How long do we have to be in a foreign country before we have earned the right to take a picture with a smiling native child? How much volunteer work do we have to do before we can hug a foreign national and then have them smile at the camera with us as we capture the moment? A day? A week? A month? A year? Two years?

I have been in a lot of pictures with people over the years including people I know well and not so well. I don't turn away from the camera if others take my picture, I don't untag myself from Facebook photos, and I don't stop a smile from coming when someone flashes their camera at me. I try to be sincere. But when I take the pictures myself, I try to be careful and take what they convey seriously.

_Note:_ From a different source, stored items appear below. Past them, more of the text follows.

PR #3923, opened 2020-09-18
Precalculate prime numbers in first 100K

lizmat:
- create a constant that has a bitmap of the first 100K primes
- check that bitmap if request number < 100000
- use normal nqp::isprime_I for any other positive values
- add tests to make sure the bitmap is correct
- does *not* change the repeat facter: that feels like another issue


lizmat:
Makes `my @a = ^100000 .grep: *.is-prime` about 23x as fast.

jnthn (approved):
Classic space/time trade-off, but I guess the ~12KB extra this costs is a drop in the ocean, and lazy deserialization on MoarVM hopefully keeps the cost of this down for any programs never calling `is-prime` (bytecode files are memory mapped shared and thus demand paged). Glad to see the test.

colomon:
I'm trying to understand this patch.  The bitmap isn't actually "the first 100K primes" but rather "the primality of numbers 0-99,999", right? But you only consult the bitmap if the number is in the range 2-99,999?

If that's right, naively it seems like only using the bitmap for odd numbers in the range 3-99,999 would allow you to only use half as much bitmap and double the speed of shifting to find the bit you are interested in?  Apologies if you've already tried this and found your way faster, I'm not sure how good my intuition is for speed of operations on bignums / efficiency of NQP operations.  (And a second thought ... would it make sense to move this logic into nqp::isprime_I?)

lizmat:
@colomon : @nwc10 already nudged me for that, c824c44 implements that idea, making it more than 2x as fast again.

lizmat:
@colomon re moving this logic into `nqp::isprime_I` ?   Probably, but that would be more up `nwc10`'s ally.  Disadvantage would be that we would not have a sanity check anymore, or we would have to adapt the sanity check.

lizmat:
c824c44 also addressed the test-failure, because the script did not emit a plan.

colomon:
I was imagining logic more like

If even
    Return self == 2
Else
    Bitmap or is prime call

lizmat:
@colomon: taken you advice in 9ab69d5, makes `my @a = ^100000 .grep: *.is-prime` a few % faster still.

MasterDuke17:
>     * does _not_ change the repeat facter: that feels like another issue

Based on the SO answer @timo linked (https://security.stackexchange.com/questions/4544/how-many-iterations-of-rabin-miller-should-be-used-to-generate-cryptographic-saf), why not just hard-code the value to 40 at whatever the lowest level possible is (e.g., `MVM_bigint_is_prime` https://github.com/MoarVM/MoarVM/blob/master/src/math/bigintops.c#L1324) and not even make it an option to `nqp::isprime_I`?

lizmat:
The Travis build is failing for different reasons.  I suggest we drop Travis or fix whatever it is that is making it fail.  In any case, I cannot test if it is a transient issue or not, as I apparently do not have rights to request a re-run  :-(

JJ:
it's failed to pull the source, and just in one of the many tests. I would
just ignore it.

lizmat:
Thing is, with a more strict policy having to have a green badge to allow a PR to be merged, this PR could now **NOT** be merged.  And this is what we're striving for, as far as I know?

AlexDaniel (approved):
I'm not sure how I feel about this PR.

So, the motivation for this was probably this discussion (and my recent mention of it): https://news.ycombinator.com/item?id=21638145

Helping other people and truly caring about other people is not something I believe happens quickly or easily. I think it's about truly trying to understand the struggles of others, listening to them in their native language, wrapping one's mind around their situation, asking them what kind of help they need, collecting resources to help people help themselves, teaching them how to help others and lead others and then leaving them in a position so that you put yourself out of a job. If they can do it on their own (whatever it may be) and if they finish knowing they did it themselves, that to me is success.

I plan to take plenty of pictures when I am in the Peace Corps - of the foreign land I live in for two years, of the foreign nationals I live with, of beauty and of substance. I will take pictures of people I meet and friends I make, but this will take time. It won't happen in a day, a month, or maybe even a year in some cases. I believe friendships and lasting change require a lot of continued effort, not a vacation-style go around. I hope to take pictures of real value, of lands I admire, of situations that I appreciate and of human beings that I care for and have treated as my equals. Taking a picture of anything less than that is exploitation.